__Exercise data__.
PR #207, opened 2017-05-01
Follow User Agent RFC Spec

anthonycr:
#### Summary
Based on the RFC spec for user agents, the primary identifier should be the first thing in the UA. The VimeoNetworking portion of the UA was being appended, which is not in accordance to the spec. This PR ensures that the implementation is up to spec.

Original PR: https://github.com/vimeo/vimeo-networking-java/pull/206
RFC Spec: https://tools.ietf.org/html/rfc7231#section-5.5.3


kvenn:
I'm waiting on a response to https://github.vimeows.com/Vimeo-API/api/issues/1141#issuecomment-143560

Merge once a decision is made there.

anthonycr:
@kvenn seems like aaron doesn't care about the which comes first so maybe we don't need this

kvenn:
@anthonycr then it's up to you and Gavin - I'd say just be consistent.

anthonycr:
Gavin and I have decided to put VimeoNetworking last, so I am closing this PR.

PR #209, opened 2017-05-08
Creating an example app in Kotlin

anthonycr:
#### Summary
The example app, but in Kotlin.


anthonycr:
@wilrnh I renamed the `example` module, and now it can't find the `secrets.xml` file so now the build is failing

wilrnh:
@anthonycr all good; would you mind updating this path to wherever the new module is?

https://github.com/vimeo/vimeo-networking-java/blob/28a1477b73d50bfb4e5a6e177e9392eccca4c98a/fastlane/Fastfile#L37

anthonycr:
@wilrnh will do, thanks. I did try to do a global search for that string throughout the project but I must have been doing something wrong because I couldn't find this line lol.

example-kotlin-android/src/main/kotlin/com/vimeo/android/networking/example/kotlin/AccountPreferenceManager.kt
```diff
@@ -0,0 +1,74 @@
...
+
+    fun removeClientAccount() {
+        sSharedPreferences!!.edit().remove(CLIENT_ACCOUNT_JSON).apply()
+    }
+
+    // NOTE: This happens on the main thread, don't do this
+    // NOTE: This happens on the main thread, don't do this
+    var clientAccount: VimeoAccount?
+        get() {
+            val accountJSON = sSharedPreferences!!.getString(CLIENT_ACCOUNT_JSON, null) ?: return null
```
kvenn: Such elvis. Much terse.

anthonycr:
@wilrnh according to the build log now, there's a problem with accepting licenses, any ideas?

wilrnh:
@anthonycr checking; its missing Android SDK Platform 25 for some reason

.travis.yml
```diff
@@ -3,7 +3,7 @@ jdk:
 - oraclejdk8
 android:
   components:
-  - android-23
```
wilrnh: this should be `platform;android-25` @anthonycr

anthonycr: why is that, we don't do that in any other projects?

kvenn:
I'd like to take a quick look at this tomorrow

example-kotlin-android/src/main/kotlin/com/vimeo/android/networking/example/kotlin/AccountPreferenceManager.kt
```diff
@@ -0,0 +1,74 @@
...
+import com.vimeo.networking.utils.VimeoNetworkUtil
+
+/**
+ * Class for persisting the the auth access token (and possibly the user)
+ *
+ * Created by anthonyr on 5/8/17.
+ */
+object AccountPreferenceManager {
+
+    private var sSharedPreferences: SharedPreferences? = null
```
kvenn: Since we use `!!` when accessing this field, I'd assume we'd want it to be annotated `NonNull`. Any use of `!!` would imply non-nullness in my mind.

But also with the `?`, that's saying it's nullable - but you're accessing it like it's not? Not sure what the best thing to do here is.

anthonycr: Okay, so my reasoning for using `!!` instead of `?` so that we fail if it is null is because that's how the class was designed to behave in the `java` module. The assumption is that you will call `initializeInstance` from the `onCreate` of the Application object. So in reality the class will always be initialized. I would say there is more harm than good in switching to `?` because if the preferences aren't initialized it will just fail silently and you wouldn't know why. The best case would be to change the `AccountPreferenceManager` so that the preferences are marked non null but given that this is a sample app, rearchitecting it to use proper dependency injection seems like a low priority at the moment

kvenn: Fair reasoning 👍  MWR 🥇

PR #225, opened 2017-06-28
VimeoClient Not Final

msya:
#### Ticket

In order to be able to mock `VimeoClient` during tests with Mockito, the PR makes `Vimeo` non final.


anthonycr:
Just fyi, not sure if you care, looks like your git settings are messed up because your commits aren't mapping to your github account.

PR #226, opened 2017-07-05
Adding more documentation around TVOD/SVOD methods

anthonycr:
Adding more documentation around TVOD/SVOD methods


anthonycr:
Yes this would definitely produce null warnings if everything was annotated correctly. I'll just leave it for now, since fixing null problems is a bigger task that should be undertaken as you pointed out.

PR #229, opened 2017-07-07
Add Text Tracking Request

msya:
#### Implementation
- Added endpoint  for `/videos/video_id/texttracks` in `VimeoClient`.
- Added DTOs `TextTrackList` and `TextTrack`.
- Added text tracks connection on video object.

#### Usage
```
final String uri = video.getTexttracksConnection().getUri();
VimeoClient.getInstance().getTextTrackList(uri, new ModelCallback<TextTrackList>() {
            @Override
            public void success(TextTrackList textTrackList) {
                    // show captions
            }

            @Override
            public void failure(VimeoError error) {
                       // handle error
            }
        }).
```

### DIFF
--- a/vimeo-networking/src/main/java/com/vimeo/networking/model/TextTrack.java
+++ b/vimeo-networking/src/main/java/com/vimeo/networking/model/TextTrack.java
@@ -3,6 +3,8 @@ package com.vimeo.networking.model;
 import com.google.gson.annotations.SerializedName;
 import com.vimeo.stag.UseStag;
 
+import org.jetbrains.annotations.Nullable;
+
 import java.io.Serializable;
 import java.util.Date;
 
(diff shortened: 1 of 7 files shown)


vimeo-networking/src/main/java/com/vimeo/networking/model/TextTrack.java
```diff
@@ -0,0 +1,116 @@
...
+@SuppressWarnings({"unused", "WeakerAccess"})
+public class TextTrack implements Serializable {
+
+    private static final long serialVersionUID = 3019422318347933808L;
+
+    @SerializedName("uri")
+    protected String mUri;
+
+    @SerializedName("active")
+    protected Boolean mActive;
```
anthonycr: I know this is a habit from using Kotlin, but maybe we should use a primitive boolean type here

vimeo-networking/src/main/java/com/vimeo/networking/model/TextTrack.java
```diff
@@ -0,0 +1,116 @@
...
+ * Created by Mohit Sarveiya on 6/29/17.
+ */
+@UseStag
+@SuppressWarnings({"unused", "WeakerAccess"})
+public class TextTrack implements Serializable {
+
+    private static final long serialVersionUID = 3019422318347933808L;
+
+    @SerializedName("uri")
+    protected String mUri;
```
anthonycr: Stag supports private visibility on fields as long as a setter/getter is present, and since I see that you have getters and setters for all fields, this should work fine as private. Also, while you're at it, could you update stag to version 2.3.1 (it's currently at 2.2.0).

vimeo-networking/src/main/java/com/vimeo/networking/model/Video.java
```diff
@@ -483,12 +490,14 @@ public Connection getRelatedConnection() {
         return null;
     }
 
-    public int likeCount() {
-        if (getLikesConnection() != null) {
-            return getLikesConnection().mTotal;
+    @Nullable
+    public Connection getTexttracksConnection() {
+        if ((mMetadata != null) && (mMetadata.mConnections != null) && (mMetadata.mConnections.mTexttracks != null)) {
+            return mMetadata.mConnections.mTexttracks;
```
anthonycr: Could you rename `mTexttracks` to `mTextTracks` as well as the method name, to match the class that we have? I'd like to see consistent naming around `Texttracks` vs `TextTracks`.

vimeo-networking/src/main/java/com/vimeo/networking/model/TextTrack.java
```diff
@@ -0,0 +1,116 @@
...
+    protected Boolean mActive;
+
+    @SerializedName("type")
+    protected String mType;
+
+    @SerializedName("language")
+    protected String mLanguage;
+
+    @SerializedName("link")
+    protected String mLink;
```
kevinzetterstrom: Should these all be annotated Nullable?

vimeo-networking/src/main/java/com/vimeo/networking/model/TextTrack.java
msya: I updated all the fields to private and updated stag to version 2.3.1.

vimeo-networking/src/main/java/com/vimeo/networking/model/TextTrack.java
msya: I updated it to `boolean`.

vimeo-networking/src/main/java/com/vimeo/networking/model/Video.java
msya: Updated to camel case.

vimeo-networking/src/main/java/com/vimeo/networking/model/TextTrack.java
msya: I added the Nullabe annotations.

vimeo-networking/src/main/java/com/vimeo/networking/model/TextTrack.java
```diff
@@ -0,0 +1,134 @@
...
+        this.mHlsLinkExpiresTime = hlsLinkExpiresTime;
+    }
+
+    @Nullable
+    public String getName() {
+        return mName;
+    }
+
+    public void setName(@Nullable String name) {
+        this.mName = name;
```
kevinzetterstrom: I know this PR has been merged, but our style guide mentions that we should not use the `this` keyword in methods. If you are making future edits, can you revisit this and make the change?

msya: Why shouldn't `this` be used?

kevinzetterstrom: It was an agreed upon standard that came about before you had joined. There are times when it will have to be used, such as if the class field matches the method field, but with hungarian notation, that will pretty much never happen.

PR #230, opened 2017-07-12
Added getters and setters to BaseReponseList

msya:
In order to be able to mutate a response list, getters and setters were added to it. The fields in `BaseResponseList` were made private as Stag now supports it.

### DIFF
--- a/build.gradle
+++ b/build.gradle
@@ -1,7 +1,7 @@
 // Top-level build file where you can add configuration options common to all sub-projects/modules.
 
 buildscript {
-    ext.kotlin_version = '1.1.2-3'
+    ext.kotlin_version = '1.1.3-2'
     repositories {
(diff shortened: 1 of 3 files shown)


anthonycr:
It looks like there's a bug in stag where the equality of generic parameterized type is not working as expected (javac being dumb??????) and is causing some internal check around
`ValueCallback<T>` to fail. I'll be fixing it and issuing an update soon so that we can proceed on our way with this PR. I'll ping you on the PR when I have a fix ready.

anthonycr:
Blocked by https://github.com/vimeo/stag-java/pull/121

anthonycr:
@msya you should be able to proceed with this PR by updating to https://github.com/vimeo/stag-java/releases/tag/v2.3.2

PR #232, opened 2017-07-17
Updating retrofit to version 2.3.0

anthonycr:
#### Summary
Updating retrofit to 2.3.0

- [ ] Test that cert pinning with charles proxy still works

__Directions for this task__.
Your response should hold the lines from the first line of the entries above through the line with "Based on the", each retyped exactly, and nothing else.

__Exercise answer__.
PR #207, opened 2017-05-01
Follow User Agent RFC Spec

anthonycr:
#### Summary
Based on the RFC spec for user agents, the primary identifier should be the first thing in the UA. The VimeoNetworking portion of the UA was being appended, which is not in accordance to the spec. This PR ensures that the implementation is up to spec.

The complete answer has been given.